Past Lives
MDFF
MOVIE REVIEW
Matt and Mara (2024)
There’s a huge difference in cinema between half-baked and uncooked. A film being largely improvised by its cast is fine, unless the improvisation is not built around a fixed plot. You can have all the talent in the world and the movie still won’t work if it isn’t sure of the story it is telling. “Matt and Mara” could have been delicious. But in this form we are not even being served the cookie dough. All that's here is some raw ingredients with the hope we'll mix them ourselves.
The trouble is with just a little more care this could have been exceptional. Matt (Matt Johnson) and Mara (Deragh Campbell) were inseparable best friends in college whose lives suddenly diverged after graduation. But Matt is suddenly back in Toronto and they are suddenly hanging out again all the time, regardless of Mara's husband, Samir (Mounir Al Shami), and their toddler daughter, neither of whom Matt has ever met. The casual disregard the movie shows Mara's parenting responsibilities, in that she doesn't have any, is a major clue this movie was directed by a man, in this case Kazik Radwanski. He is also credited with the screenplay, such as it is. Mara teaches creative writing full-time and is occasionally asked to speak at various events despite not having published anything recently, while Matt is a successful novelist living the New York dream. But he wants a family and stability like Mara's got; and Mara wants the literary career and adulation Matt's got. Mara starts bringing Matt with her to parties, they are so casual and comfortable together strangers assume they are married; and Samir, who's a musician when not being a full-time dad, doesn't notice anything’s up.

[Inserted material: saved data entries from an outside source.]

PR #445, opened 2026-07-24
feat: add self-managed Airbyte connection

### LINKED ISSUE #444: Add a first-class self-managed Airbyte connection
Hi OneCLI team — first, this is a great app. I’ve been using it as the credential boundary for agent-driven API work, and Airbyte exposed a useful gap that seems worth supporting directly.

I’d like to contribute a first-class **self-managed Airbyte connection**. This is specifically for a customer-operated Airbyte instance, not Airbyte Cloud.

The proposed connection would:

- accept the self-managed instance origin, an Airbyte application client ID, and client secret in one connection;
- exchange those client credentials for Airbyte’s short-lived bearer token and refresh it automatically;
- inject the bearer token only for the exact configured HTTPS authority (including a non-default port) and `/api/public/v1` path;
- keep separate Airbyte instances as separate connections, identified by normalized Public API URL;
- avoid persisting per-instance client credentials as a provider-wide app configuration;
- use a 10-second token-request timeout and never follow redirects;
- permit private/internal instance origins for self-managed installations, while requiring admin/owner authority when OneCLI RBAC is active;
- start with project-scoped connections and origin-root deployments only (reverse-proxy subpaths would be a follow-up).

I have an implementation and focused security tests ready, including exact host/port isolation, path-boundary enforcement, dynamic app-availability policy enforcement, token error redaction, and the alternate Airbyte `grant-type` / `grant_type` request forms. The full repository test, check, and production build suites are passing locally.

I’d be happy to adjust the shape if you’d prefer a different convention for dynamic self-managed hosts or connection identity.

thethomasjfellows:

YES

Feature and documentation.

OneCLI does not have a first-class way to connect a self-managed Airbyte instance. A generic bearer secret can work only until Airbyte’s short-lived access token expires, while generic header injection cannot perform Airbyte’s JSON-body client-credentials exchange.

Closes #444.

## What is the new behavior?

This adds a first-class **self-managed Airbyte connection**. It is intentionally not an Airbyte Cloud connection.

A project admin enters one instance origin, application client ID, and client secret. OneCLI exchanges and refreshes the short-lived token, then injects it only on the exact configured HTTPS authority (including a non-default port) under `/api/public/v1`.

The implementation also:

- keeps each Airbyte instance as a separate endpoint-identified connection;
- prevents per-instance client credentials from becoming provider-wide app config;
- enforces dynamic Airbyte hosts in app-availability policy checks across CONNECT, plain HTTP proxy, and WebSocket paths;
- requires admin/owner authority when RBAC is active and starts with project-scoped connections;
- uses a 10-second token timeout, does not follow redirects, and redacts credentials from errors;
- rejects reverse-proxy subpaths for now and fails closed outside the supported Public API path;
- documents setup and the explicit self-managed-versus-Cloud boundary in the UI, gateway guidance, and project docs.

## Additional context

OneCLI is a great app, and I built this after using it as the credential boundary for an Airbyte workflow. The integration was reviewed specifically for host/port isolation, private-network SSRF boundaries, token refresh behavior, and policy enforcement.

Local QA is green:

- `pnpm check`
- `pnpm test` — 585 API tests, 518 gateway unit tests, and 8 gateway integration tests
- `pnpm build` — optimized web build and release gateway build

I kept the first version deliberately narrow: self-managed Airbyte, project scope, HTTPS origins, and no reverse-proxy subpath support. I’m happy to adjust the dynamic-host shape if there is a preferred internal convention.


thethomasjfellows:
Quick live-QA follow-up: after deploying the fork build against an existing self-managed Airbyte connection, I found one more recovery edge case. A stored Airbyte token can be rejected before its recorded expiry (for example after a restart or revocation), so the gateway now remints an Airbyte application token on a cold/cache-miss resolution and then caches it normally. The focused Airbyte tests and the full lint/type/format gate are green after that change.

That kind of credential-boundary behavior is exactly why I like OneCLI—it's a great app, and it gives this integration one reliable place to recover instead of making every agent rediscover the token flow.

guyb1:
hey @thethomasjfellows , i just commented in the issue :)

thethomasjfellows:
Thanks! I’m running a local Codex agent through OneCLI. It uses Airbyte’s Public API to inspect connections and sync status, and when authorized, trigger or retry syncs.

The main need is for OneCLI to handle the client-credentials exchange and token refresh so the agent never sees the client secret or bearer token. The current narrow self-managed connection design covers the use case well.

guyb1:
great! @thethomasjfellows sounds awesome
will review it really soon and will update!

apps/gateway/src/apps.rs
```diff
@@ -1462,6 +1492,9 @@ pub(crate) fn rewrite_host(
 /// Returns true if the provider has any host rule that injects an Authorization header.
 /// Providers using only credential_headers (e.g., Datadog) return false.
 pub(crate) fn needs_access_token(provider: &str) -> bool {
+    if provider == "airbyte" {
```
ashroaban003, line 1495: its better to find alternative where we mention this inside all_providers(). so it follows regular iteration path like below, stacking if(x) return true is not good,  the correct behavior is to derive this from the all_provider definitions

apps/gateway/src/connect.rs
```diff
@@ -900,12 +910,19 @@ impl PolicyEngine {
             })
             .ok();
 
+        // Dynamic self-managed Airbyte hosts are stored per connection. Reject
+        // any mismatch before token resolution, rule building, or caching.
+        if conn.provider == "airbyte" && !airbyte_connection_matches_host(conn, authority) {
```
ashroaban003, line 915: this is too specific to airbyte , is it possible to create something like **connection_host_field** , connection_host_mismatch which throws error dynamically . which manage things like airbyte . Like below how they manage for credential_host_field, this way we remove specific if ()conditions below just for airbyte

PR #461, opened 2026-07-29
fix anthropic oauth token help

### LINKED ISSUE #459: Anthropic secret form doesn't say which OAuth token to use
Connections → LLMs → Anthropic accepts any `sk-ant-oat…` value, but two different Anthropic OAuth tokens share that prefix:

- the short-lived token Claude Code rotates internally — expires every few hours
- the long-lived token from `claude setup-token` — the one intended for external tools

Nothing in the UI distinguishes them, so pasting the keychain token produces 401s a few hours later with no indication why. This is exactly what #322 reported. That issue was resolved with a promise to document it:

> on the docs: fully on us. the current flow makes it way too easy to pull the wrong token from the keychain since both live there. we'll add a clear note pointing to `claude setup-token` so the next person isn't in this loop.

`grep -rn "setup-token"` across the repo returns no hits, so that note never shipped. Happy to send a PR adding it to the secret dialog.

erichanwang:
fixes #459

## changes
- points Anthropic OAuth users to `claude setup-token` for a long-lived token

## verification
- `pnpm --filter @onecli/db prisma generate`
- `pnpm --filter @onecli/web check-types`
- `pnpm --filter @onecli/web lint`
- `pnpm exec prettier --check 'apps/web/src/app/(dashboard)/connections/_components/secret-dialog.tsx'
- pre-push `pnpm check` hook passed

### DIFF
--- a/apps/web/src/app/(dashboard)/connections/_components/secret-dialog.tsx
+++ b/apps/web/src/app/(dashboard)/connections/_components/secret-dialog.tsx
@@ -887,7 +887,13 @@ export const SecretDialog = ({
                       ) : (
                         <p className="text-muted-foreground text-xs">
                           {type === "anthropic" ? (
-                            "Paste your API key or OAuth token from the Anthropic Console."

The movie also cheats very badly in that it shows us Matt's work, including him speaking to Mara's students, but despite Mara's speech at a literary event in upstate New York being a major plot point, the movie cuts away before it begins. This rather makes the point that we're not meant to take Mara seriously. But the movie also minimizes the shitfight between Mara and Samir after a party where Mara tells the room that music generally, never mind Samir’s specifically, does nothing for her. The editing by Ajla Odobašić also cuts away from Mara's response to Matt making an unwise declaration, also in a car. On the surface, this is meant to be a movie about a woman suddenly getting an opportunity to revisit her life choices, but it's Mr. Johnson who eats the screen every time he's on it. His character in “BlackBerry” carried a Ninja Turtle wallet; and his character here has the same vibe. Poor Ms. Campbell barely gets a look in.
But it’s that unfinished lack of focus which is the main takeaway from “Matt and Mara.” Well, that and the sense that men really have no idea how much energy small children require, and how most working mothers are so consumed with guilt that they overcompensate, even if they have the world's most supportive and undemanding husband. But it's unusual indeed for a woman to inspire such devotion from two different men that they would lay their lives open for her like thi; and Mr. Radwanski owed it to Ms. Campbell to give her the chance to demonstrate what it is about Mara that has that effect. The movie’s failure belongs to him and no one else.